:: What the task asks ::
Across the listing below, count every line where the string "else" appears, then give only the count.

┏━━

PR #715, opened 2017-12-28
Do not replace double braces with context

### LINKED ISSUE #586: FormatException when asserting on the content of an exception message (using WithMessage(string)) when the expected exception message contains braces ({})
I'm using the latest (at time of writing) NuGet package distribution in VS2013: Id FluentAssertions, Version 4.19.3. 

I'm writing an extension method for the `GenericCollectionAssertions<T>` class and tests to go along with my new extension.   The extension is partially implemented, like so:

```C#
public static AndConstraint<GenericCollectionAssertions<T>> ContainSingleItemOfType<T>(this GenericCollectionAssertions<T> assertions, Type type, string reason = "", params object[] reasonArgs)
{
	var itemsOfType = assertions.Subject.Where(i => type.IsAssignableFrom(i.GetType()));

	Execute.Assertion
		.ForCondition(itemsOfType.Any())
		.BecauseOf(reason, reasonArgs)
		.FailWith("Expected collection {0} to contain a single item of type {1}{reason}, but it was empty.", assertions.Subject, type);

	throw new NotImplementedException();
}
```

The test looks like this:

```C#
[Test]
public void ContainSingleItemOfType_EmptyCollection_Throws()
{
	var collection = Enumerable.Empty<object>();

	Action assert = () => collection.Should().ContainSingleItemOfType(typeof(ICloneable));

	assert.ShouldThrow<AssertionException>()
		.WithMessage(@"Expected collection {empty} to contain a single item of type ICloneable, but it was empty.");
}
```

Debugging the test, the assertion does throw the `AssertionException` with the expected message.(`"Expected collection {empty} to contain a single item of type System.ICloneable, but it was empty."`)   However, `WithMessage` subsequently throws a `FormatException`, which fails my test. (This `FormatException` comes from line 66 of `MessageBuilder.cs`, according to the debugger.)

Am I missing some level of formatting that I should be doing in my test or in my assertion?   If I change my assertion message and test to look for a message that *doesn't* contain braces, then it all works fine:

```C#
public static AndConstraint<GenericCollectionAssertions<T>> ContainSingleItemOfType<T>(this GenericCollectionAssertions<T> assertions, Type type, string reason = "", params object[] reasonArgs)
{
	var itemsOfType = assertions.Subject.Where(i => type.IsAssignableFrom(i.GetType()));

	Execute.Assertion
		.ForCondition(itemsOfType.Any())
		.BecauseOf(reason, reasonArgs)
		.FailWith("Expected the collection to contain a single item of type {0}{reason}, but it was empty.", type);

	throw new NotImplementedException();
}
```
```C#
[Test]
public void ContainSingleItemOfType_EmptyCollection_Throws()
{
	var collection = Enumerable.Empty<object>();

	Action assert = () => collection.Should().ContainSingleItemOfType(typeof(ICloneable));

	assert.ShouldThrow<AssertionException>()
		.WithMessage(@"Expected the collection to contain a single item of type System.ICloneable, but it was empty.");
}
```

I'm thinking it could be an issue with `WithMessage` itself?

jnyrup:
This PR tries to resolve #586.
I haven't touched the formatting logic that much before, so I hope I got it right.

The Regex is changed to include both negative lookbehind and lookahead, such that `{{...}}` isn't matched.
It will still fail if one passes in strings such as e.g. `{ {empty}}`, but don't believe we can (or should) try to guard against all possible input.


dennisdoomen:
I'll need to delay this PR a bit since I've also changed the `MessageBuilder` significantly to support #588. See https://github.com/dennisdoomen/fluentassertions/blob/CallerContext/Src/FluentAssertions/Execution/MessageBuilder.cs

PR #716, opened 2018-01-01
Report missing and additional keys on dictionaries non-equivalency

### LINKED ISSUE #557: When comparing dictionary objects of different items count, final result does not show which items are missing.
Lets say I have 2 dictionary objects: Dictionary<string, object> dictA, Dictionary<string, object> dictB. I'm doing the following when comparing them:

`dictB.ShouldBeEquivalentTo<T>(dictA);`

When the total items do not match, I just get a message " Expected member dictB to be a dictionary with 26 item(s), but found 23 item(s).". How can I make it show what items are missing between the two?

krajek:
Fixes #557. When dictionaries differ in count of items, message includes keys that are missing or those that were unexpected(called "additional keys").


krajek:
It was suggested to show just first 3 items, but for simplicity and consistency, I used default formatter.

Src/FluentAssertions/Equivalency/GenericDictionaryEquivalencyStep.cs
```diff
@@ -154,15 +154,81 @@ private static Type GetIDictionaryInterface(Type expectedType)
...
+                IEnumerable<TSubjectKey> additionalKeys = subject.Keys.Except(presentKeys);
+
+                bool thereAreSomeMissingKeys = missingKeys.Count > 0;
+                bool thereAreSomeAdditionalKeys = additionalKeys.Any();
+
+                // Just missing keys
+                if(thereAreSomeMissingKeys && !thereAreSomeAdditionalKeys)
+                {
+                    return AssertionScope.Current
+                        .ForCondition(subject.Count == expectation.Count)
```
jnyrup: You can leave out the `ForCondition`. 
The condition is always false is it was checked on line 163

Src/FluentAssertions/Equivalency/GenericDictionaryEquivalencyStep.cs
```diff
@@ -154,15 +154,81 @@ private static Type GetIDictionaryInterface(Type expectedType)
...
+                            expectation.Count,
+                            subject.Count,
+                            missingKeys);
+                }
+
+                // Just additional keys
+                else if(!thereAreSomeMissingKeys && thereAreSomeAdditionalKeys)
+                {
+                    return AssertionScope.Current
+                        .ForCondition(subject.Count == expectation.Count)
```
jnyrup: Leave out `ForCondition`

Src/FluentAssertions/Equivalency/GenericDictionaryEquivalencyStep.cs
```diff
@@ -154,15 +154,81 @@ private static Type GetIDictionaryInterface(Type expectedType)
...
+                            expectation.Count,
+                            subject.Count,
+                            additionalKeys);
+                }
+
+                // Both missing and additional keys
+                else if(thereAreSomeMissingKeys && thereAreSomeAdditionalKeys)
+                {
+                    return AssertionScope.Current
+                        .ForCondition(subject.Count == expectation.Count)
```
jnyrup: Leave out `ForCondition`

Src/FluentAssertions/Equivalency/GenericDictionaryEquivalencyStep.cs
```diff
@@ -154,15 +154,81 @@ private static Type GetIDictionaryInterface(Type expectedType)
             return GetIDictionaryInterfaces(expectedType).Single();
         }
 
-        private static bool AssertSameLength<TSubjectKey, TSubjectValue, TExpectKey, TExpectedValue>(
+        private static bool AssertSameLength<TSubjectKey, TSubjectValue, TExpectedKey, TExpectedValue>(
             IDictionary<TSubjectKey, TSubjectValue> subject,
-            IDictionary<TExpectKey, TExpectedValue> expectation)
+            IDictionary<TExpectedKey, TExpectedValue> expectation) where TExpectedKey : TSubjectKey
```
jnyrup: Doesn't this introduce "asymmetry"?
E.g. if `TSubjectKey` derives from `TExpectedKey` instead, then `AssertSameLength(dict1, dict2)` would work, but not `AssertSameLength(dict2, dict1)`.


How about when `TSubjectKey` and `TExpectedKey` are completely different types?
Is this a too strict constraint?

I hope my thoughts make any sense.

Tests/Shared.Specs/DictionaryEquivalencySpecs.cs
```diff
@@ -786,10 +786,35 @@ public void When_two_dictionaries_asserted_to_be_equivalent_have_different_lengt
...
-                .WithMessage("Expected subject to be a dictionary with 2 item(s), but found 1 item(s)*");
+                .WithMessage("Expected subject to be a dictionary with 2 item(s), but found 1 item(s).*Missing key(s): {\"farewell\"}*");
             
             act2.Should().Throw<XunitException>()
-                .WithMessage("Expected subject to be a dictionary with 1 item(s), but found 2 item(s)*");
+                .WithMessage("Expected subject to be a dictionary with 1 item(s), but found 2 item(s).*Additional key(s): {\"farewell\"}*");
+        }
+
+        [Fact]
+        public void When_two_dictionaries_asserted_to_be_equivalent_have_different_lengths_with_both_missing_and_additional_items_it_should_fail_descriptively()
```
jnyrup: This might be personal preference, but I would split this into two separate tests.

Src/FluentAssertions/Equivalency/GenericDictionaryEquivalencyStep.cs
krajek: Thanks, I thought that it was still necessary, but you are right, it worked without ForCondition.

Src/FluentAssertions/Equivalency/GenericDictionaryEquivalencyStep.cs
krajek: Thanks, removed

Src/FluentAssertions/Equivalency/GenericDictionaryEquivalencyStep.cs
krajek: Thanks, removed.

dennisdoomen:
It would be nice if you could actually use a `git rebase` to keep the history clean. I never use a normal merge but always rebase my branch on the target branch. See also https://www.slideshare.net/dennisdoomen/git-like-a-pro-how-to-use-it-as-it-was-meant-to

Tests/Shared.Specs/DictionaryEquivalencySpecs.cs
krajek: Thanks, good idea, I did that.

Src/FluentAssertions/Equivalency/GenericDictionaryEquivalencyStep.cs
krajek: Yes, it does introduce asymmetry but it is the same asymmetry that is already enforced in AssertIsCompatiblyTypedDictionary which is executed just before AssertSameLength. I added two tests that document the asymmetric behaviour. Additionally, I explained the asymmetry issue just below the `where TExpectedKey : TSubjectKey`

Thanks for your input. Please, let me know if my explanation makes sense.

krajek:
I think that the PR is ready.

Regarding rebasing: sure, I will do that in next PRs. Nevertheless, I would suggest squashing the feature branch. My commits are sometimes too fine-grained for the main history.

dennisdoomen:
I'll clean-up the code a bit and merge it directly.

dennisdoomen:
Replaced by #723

┗━━

:: Answer space ::
2